**Dataset entries**

=== Section Start ===

PR #8622, opened 2022-11-22
M3-5922: Add machine image update and delete E2E tests

jdamore-linode:
## Description 📝

**What does this PR do?**
Adds flows to the machine image E2E test to verify that updating and deleting machine images works as expected.

I opted to add flows to the existing image creation test rather than creating separate tests since the data setup (i.e. creating an image) can take a minute or two.

## How to test 🧪

Run `yarn dev`, and then run:

```bash
yarn cy:run -s "cypress/e2e/images/machine-image-upload.spec.ts"
```
And confirm that all of the tests pass.

To run the tests interactively, run `yarn cy:debug` and search for `machine-image-upload.spec.ts`.

### DIFF
--- a/packages/manager/cypress/e2e/images/machine-image-upload.spec.ts
+++ b/packages/manager/cypress/e2e/images/machine-image-upload.spec.ts
@@ -1,5 +1,5 @@
-import { EventStatus } from '@linode/api-v4/lib/account/types';
-import { ImageStatus } from '@linode/api-v4/lib/images/types';
+import { EventStatus } from '@linode/api-v4/types';
+import { ImageStatus } from '@linode/api-v4/types';
 import { eventFactory, imageFactory } from '@src/factories';
 import { makeResourcePage } from '@src/mocks/serverHandlers';
 import 'cypress-file-upload';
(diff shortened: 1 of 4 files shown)


bnussman-akamai (approved):
All 5 tests passed ✅ 

Generally regarding Cloud's e2e testing, what do we generally try to do about picking regions? Should we use the same region every time, randomize, test all regions?

jdamore-linode:
> All 5 tests passed ✅
> 
> Regarding Cloud's e2e testing, what do we generally try to do about picking regions? Should we use the same region every time, randomize, test all regions?

Thanks! Most of the time we randomly choose a region (this test does too), but we do have quite a few cases where the region used in the test is hardcoded.

There are arguments to be made for or against any approach, but I think using a random region for each test strikes a decent middle ground where we get reasonable coverage across our regions without having to run an excessive number of tests. I think there's an argument to be made that certain critical operations (like creating a Linode) could be tested against every region, though.

hana-linode (approved):
All tests passed 🚢

mjac0bs:
I ran interactively with `yarn cy:debug` and was seeing a Cypress error for the first test (`uploads, updates, and deletes a machine image, end-to-end`) returned at `cypress/e2e/images/machine-image-upload.spec.ts:189:66`where "**cy.click() can only be called on a single element. Your subject contained 2 elements. Pass { multiple: true } if you want to serially click each element**". All 3 attempted runs of that test failed.

Overall, 4/5 tests passed for me due to the failure above. Any idea what could be causing a failing test on my end when others have 5/5 successfully passing?

jdamore-linode:
Thanks @mjac0bs! I'll take a closer look at this tomorrow, but I think I have an understanding of what's going on. By any chance, did you already have one or more machine images on your account when you ran the test?

mjac0bs:
> did you already have one or more machine images on your account when you ran the test?

@jdamore-linode - It looks like I did have one additional machine image already! When I deleted that image and reran the tests, that first test did pass. Based on that original error, it seems like Cypress was trying to select both images or didn't know which to choose.

jdamore-linode:
> > did you already have one or more machine images on your account when you ran the test?
> 
> @jdamore-linode - It looks like I did have one additional machine image already! When I deleted that image and reran the tests, that first test did pass. Based on that original error, it seems like Cypress was trying to select both images or didn't know which to choose.

That's pretty much exactly what's happening! The action menus (the "..." menus) are all present in the DOM, but only visible when they're open -- the test was tripping up because Cypress was selecting the wrong action menu.

Just pushed a fix for that, thanks again! I'm super glad you caught that because it could've led to some hard-to-troubleshoot failures later on.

=== Section End ===

What is needed is an exact copy of the lines from the one containing "I ran interactively" through the last line of the records above, both included.

**Your response**
I ran interactively with `yarn cy:debug` and was seeing a Cypress error for the first test (`uploads, updates, and deletes a machine image, end-to-end`) returned at `cypress/e2e/images/machine-image-upload.spec.ts:189:66`where "**cy.click() can only be called on a single element. Your subject contained 2 elements. Pass { multiple: true } if you want to serially click each element**". All 3 attempted runs of that test failed.

Overall, 4/5 tests passed for me due to the failure above. Any idea what could be causing a failing test on my end when others have 5/5 successfully passing?

jdamore-linode:
Thanks @mjac0bs! I'll take a closer look at this tomorrow, but I think I have an understanding of what's going on. By any chance, did you already have one or more machine images on your account when you ran the test?

mjac0bs:
> did you already have one or more machine images on your account when you ran the test?

@jdamore-linode - It looks like I did have one additional machine image already! When I deleted that image and reran the tests, that first test did pass. Based on that original error, it seems like Cypress was trying to select both images or didn't know which to choose.

jdamore-linode:
> > did you already have one or more machine images on your account when you ran the test?
> 
> @jdamore-linode - It looks like I did have one additional machine image already! When I deleted that image and reran the tests, that first test did pass. Based on that original error, it seems like Cypress was trying to select both images or didn't know which to choose.

That's pretty much exactly what's happening! The action menus (the "..." menus) are all present in the DOM, but only visible when they're open -- the test was tripping up because Cypress was selecting the wrong action menu.

Just pushed a fix for that, thanks again! I'm super glad you caught that because it could've led to some hard-to-troubleshoot failures later on.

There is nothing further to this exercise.